Limburg-Luxemburg dynasty


The Limburg-Luxemburg dynasty, one of several families from different periods known as the Luxembourg dynasty was a royal family of the Holy Roman Empire in the Late Middle Ages, whose members between 1308 and 1437 ruled as King of the Romans and Holy Roman Emperors as well as Kings of Bohemia and Hungary. Their rule was twice interrupted by the rival House of Wittelsbach.

History

The Luxembourg line was initially a cadet branch of the Lotharingian ducal House of Limburg–Arlon, who were in turn a branch of the Luxembourg branch of the so-called House of Ardenne. In 1247 Henry, younger son of Duke Waleran III of Limburg inherited the County of Luxembourg upon the death of his mother Countess Ermesinde, a scion of the House of Namur. Her father, Count Henry IV of Luxembourg, was related on his mother's side to the Ardennes-Verdun dynasty, which had ruled the county since the late 10th century.
Count Henry V's grandson Henry VII, Count of Luxembourg upon the death of his father Henry VI at the 1288 Battle of Worringen, was elected Rex Romanorum in 1308. The election was necessary after the Habsburg king Albert I of Germany had been murdered, and Henry, backed by his brother Archbishop-Elector Baldwin of Trier, prevailed against Charles, Count of Valois. Henry arranged the marriage of his son John with the Přemyslid heiress Elisabeth of Bohemia in 1310, through whom the House of Luxembourg acquired the Kingdom of Bohemia, enabling that family to compete more effectively for power with the Habsburg and Wittelsbach dynasties. One year after being crowned Holy Roman Emperor at Rome, Henry VII, still on campaign in Italy, died in 1313.
The prince-electors, perturbed by the rise of the Luxembourgs, disregarded the claims raised by Henry's heir King John, and the rule over the Empire was assumed by the Wittelsbach duke Louis of Bavaria. John instead concentrated on securing his rule in Bohemia and gradually vassalized the Piast dukes of adjacent Silesia from 1327 until 1335. His son Charles IV, in 1346 mounted the Imperial throne. His Golden Bull of 1356 served as a constitution of the Empire for centuries.
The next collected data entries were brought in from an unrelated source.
PR #2970, opened 2022-01-12
Fix #2844 VAPOR fails to reliably identify file formats of files supplied on the command line

### LINKED ISSUE #2844: VAPOR fails to reliably identify file formats of files supplied on the command line
VAPOR can't always automatically determine a data file's type (format) when the file is supplied on the command line. Moreover, the current implementation can lead to misleading error messages (see #2842). 

The current file format detection algorithm works as follows: for each supported file type attempt to initialize the DC class for that format using the derived DC classes' Initialization method. If DC::Initialize() succeeds, assume that the correct DC class (and thus the format) has been identified.

A couple of problems result from this approach:

1. Some DC classes will successfully open (initialize) files that are of a different format. For example, the DCCF class will successfully initialize itself with some WRF files. The workaround for this is to test WRF files before CF files. But this problem will only grow as more formats are added.
2. If a file is corrupt/invalid in some way the DC::Initialize method will fail and thus the file will not be correctly identified. Moreover, the user will only be informed that the file type could not be identified, and not informed of the reason why the initialization failed.

Fixing this problem is tricky. Some of the file formats don't have 'magic numbers' that would enable a reliable file detection method. Thus it might never be possible to have a fool proof method. However, adding a DC::FileDetect() method that looks for specific items expected to be found in a file of a given type could improve the situation.

StasJ:
Fix #2844

### DIFF
--- a/lib/vdc/BOVCollection.cpp
+++ b/lib/vdc/BOVCollection.cpp
@@ -115,7 +115,7 @@ int BOVCollection::Initialize(const std::vector<std::string> &paths)
 
         header.open(paths[i]);
         if (header.is_open()) {
-            if (getFileSize(paths[i]) > 1000) {
+            if (getFileSize(paths[i]) > 1000000) {
                 SetErrMsg(("BOV header file larger than 1MB.  This text file shouldn't need to be larger than a few KB." + paths[0]).c_str());
                 return -1;
             }
--- a/lib/vdc/BOVCollection.cpp
+++ b/lib/vdc/BOVCollection.cpp
@@ -63,16 +63,16 @@ const std::string BOVCollection::_floatFormatString = "FLOAT";
 const std::string BOVCollection::_doubleFormatString = "DOUBLE";
 
 namespace {
-    size_t getFileSize(std::string filename) // path to file
-    {
-        FILE *p_file = NULL;
-        p_file = fopen(filename.c_str(),"rb");
-        fseek(p_file,0,SEEK_END);
-        size_t size = ftell(p_file);
-        fclose(p_file);
-        return size;
-    }
+size_t getFileSize(std::string filename)    // path to file
+{
+    FILE *p_file = NULL;
+    p_file = fopen(filename.c_str(), "rb");
+    fseek(p_file, 0, SEEK_END);
+    size_t size = ftell(p_file);
+    fclose(p_file);
+    return size;
 }
+}    // namespace
 
 BOVCollection::BOVCollection()
 : _time(_defaultTime), _dataFile(_defaultFile), _dataFormat(_defaultFormat), _variable(_defaultVar), _byteOffset(_defaultByteOffset), _divideBrick(_defaultDivBrick), _dataEndian(_defaultEndian),
@@ -115,7 +115,7 @@ int BOVCollection::Initialize(const std::vector<std::string> &paths)
 
         header.open(paths[i]);
         if (header.is_open()) {
-            if( getFileSize(paths[i]) > 1000 ) {
+            if (getFileSize(paths[i]) > 1000) {
                 SetErrMsg(("BOV header file larger than 1MB.  This text file shouldn't need to be larger than a few KB." + paths[0]).c_str());
                 return -1;
             }
--- a/lib/vdc/BOVCollection.cpp
+++ b/lib/vdc/BOVCollection.cpp
@@ -62,6 +62,18 @@ const std::string BOVCollection::_intFormatString = "INT";
 const std::string BOVCollection::_floatFormatString = "FLOAT";
 const std::string BOVCollection::_doubleFormatString = "DOUBLE";
 
+namespace {
+    size_t getFileSize(std::string filename) // path to file
+    {
+        FILE *p_file = NULL;
+        p_file = fopen(filename.c_str(),"rb");
+        fseek(p_file,0,SEEK_END);
+        size_t size = ftell(p_file);
+        fclose(p_file);
+        return size;
+    }
+}
+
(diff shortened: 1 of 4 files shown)


sgpearse (commented):
On OSX, my macbook hangs when loading the CF file 24Maycontrol.04001.000000.nc via the command line.

This file can be found on glade at /glade/p/cisl/vast/vapor/data/Source/CM1/Orf/24Maycontrol/24Maycontrol.04000.000000.nc

StasJ:
> On OSX, my macbook hangs when loading the CF file 24Maycontrol.04001.000000.nc via the command line.
> 
> This file can be found on glade at /glade/p/cisl/vast/vapor/data/Source/CM1/Orf/24Maycontrol/24Maycontrol.04000.000000.nc

It appears that dataset is causing the BOV reader to hang.

sgpearse:
@clyne I can write a ticket so we can move forward, but I believe that the BOV reader is the last entry to be tested.  Shouldn't the CF reader prevent the BOV from being triggered?

clyne:
> @clyne I can write a ticket so we can move forward, but I believe that the BOV reader is the last entry to be tested. Shouldn't the CF reader prevent the BOV from being triggered?

No, it should not. Per the conversation above, all of the readers are tested and if multiple readers are able to open the same file than auto-determination of the file format is not possible. Ideally, the BOV reader *should* not be hanging when confronted with an invalid file.

sgpearse:
In that case the current solution makes loading any dataset from the command line hang.  Accepting this as-is would send us backwards so I think we should fix the problem before accepting.

The BOV reader scans its input file line-by-line for tokens until it reaches the end of the file.  I'm not sure what a good strategy is for it detecting invalid files without reading the input file.  One option is to remove the BOV reader check, but I often use this feature for BOV and don't want to lose the option.

clyne:
> In that case the current solution makes loading any dataset from the command line hang. Accepting this as-is would send us backwards so I think we should fix the problem before accepting.
> 
> The BOV reader scans its input file line-by-line for tokens until it reaches the end of the file. I'm not sure what a good strategy is for it detecting invalid files without reading the input file. One option is to remove the BOV reader check, but I often use this feature for BOV and don't want to lose the option.

BOV files have to be ASCII, correct? One way is to read the first n (some reasonable number) bytes and see if they are all ASCII. @stasj can probably give guidance on testing a byte for ASCII-ness

sgpearse:
I haven't looked deeply into the problem yet, so I'm all ears for suggestions.  Rregarding ASCII, the characters could be UTF-8/16 or something else that ifstream handles.

clyne:
You might also just put a limit on how much data your parser reads, and terminate it after X number of bytes. Since are no magic numbers for these files, voodoo guesswork is all you can do.

sgpearse:
@clyne and @stasj, I [added a rule](https://github.com/NCAR/VAPOR/pull/2970/commits/a19880bcba74b070cf345106ef9d61b6c112507d) to the BOV reader to reject headers < 1MB in size.  They shouldn't ever be larger than a couple KB.

However I'm unable to get wrf, ugrid, bov, or ROMS files loaded through the command line.  Leigh's MayControl files seem to work.  I feel like this PR would move us backwards by disabling a frequently used tool (at least among developers).   Thoughts?

clyne:
> @clyne and @StasJ, I [added a rule](https://github.com/NCAR/VAPOR/pull/2970/commits/a19880bcba74b070cf345106ef9d61b6c112507d) to the BOV reader to reject headers < 1MB in size. They shouldn't ever be larger than a couple KB.
> 
> However I'm unable to get wrf, ugrid, bov, or ROMS files loaded through the command line. Leigh's MayControl files seem to work. I feel like this PR would move us backwards by disabling a frequently used tool (at least among developers). Thoughts?

@StasJ what are your thoughts on simply adding a '-ftype' option so the user can specify the format without ambiguity and we can be done with this?

StasJ:
> > @clyne and @StasJ, I [added a rule](https://github.com/NCAR/VAPOR/pull/2970/commits/a19880bcba74b070cf345106ef9d61b6c112507d) to the BOV reader to reject headers < 1MB in size. They shouldn't ever be larger than a couple KB.
> > However I'm unable to get wrf, ugrid, bov, or ROMS files loaded through the command line. Leigh's MayControl files seem to work. I feel like this PR would move us backwards by disabling a frequently used tool (at least among developers). Thoughts?
> 
> @StasJ what are your thoughts on simply adding a '-ftype' option so the user can specify the format without ambiguity and we can be done with this?

That makes sense. I believe at our meeting we decided such functionality would be added in a future PR which is why it wasn’t included here. I can add it to this PR.

sgpearse (approved):

lib/vdc/BOVCollection.cpp
```diff
@@ -103,6 +115,11 @@ int BOVCollection::Initialize(const std::vector<std::string> &paths)
 
         header.open(paths[i]);
         if (header.is_open()) {
+            if (getFileSize(paths[i]) > 1000) {
+                SetErrMsg(("BOV header file larger than 1MB.  This text file shouldn't need to be larger than a few KB." + paths[0]).c_str());
```
shaomeng, line 119: I think you meant 1KB here?

clyne: Good catch @shaomeng. Can you confirm the size here, @sgpearse, and then I'll accept.

sgpearse: Fixed.  Thanks sam.

clyne (approved):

Charles not only acquired the duchies of Brabant and Limburg in the west, but also the former March of Lusatia and even the Margraviate of Brandenburg in 1373 under the Kingdom of Bohemia.
The family's decline began under Charles' son King Wenceslaus, deposed by the prince-electors in 1400 who chose the Wittelsbach Elector Palatine Rupert. In 1410 rule was assumed by Wenceslaus' brother Sigismund, who once again stabilized the rule of the Luxembourgs and even contributed to end the Western Schism in 1417; however, with his death in 1437, the senior branch of the dynasty became extinct. He was succeeded by his son-in-law, the Habsburg archduke Albert V of Austria. The Habsburgs finally prevailed as Luxembourg heirs, ruling the Empire until the extinction of their senior branch upon the death of Maria Theresa in 1780.

Notable members

According to the Salic law, the succession could have been disputed, in which case it would have passed collaterally to the cadet branch of Ligny. That branch descended from a younger son of Henry V, and was headed by Louis de Luxembourg, Count of Saint-Pol, before he was executed for treason by Louis XI of France. This branch of Ligny ended with Marguerite de Luxembourg, Duchess of Piney, who died in 1680, last member of the House of Luxemburg. Her descendants, the Montmorency used the title of Duke of Piney-Luxembourg until 1878.

Genealogy

House of Limburg–Arlon

Having succeeded to the county of Luxemburg, the younger branch of the House of Limburg-Arlon is the family that succeeded in getting one of its scions elected Holy Roman Emperor. From there descended the Kings of Bohemia, several other Emperors and a King of Hungary as shown below.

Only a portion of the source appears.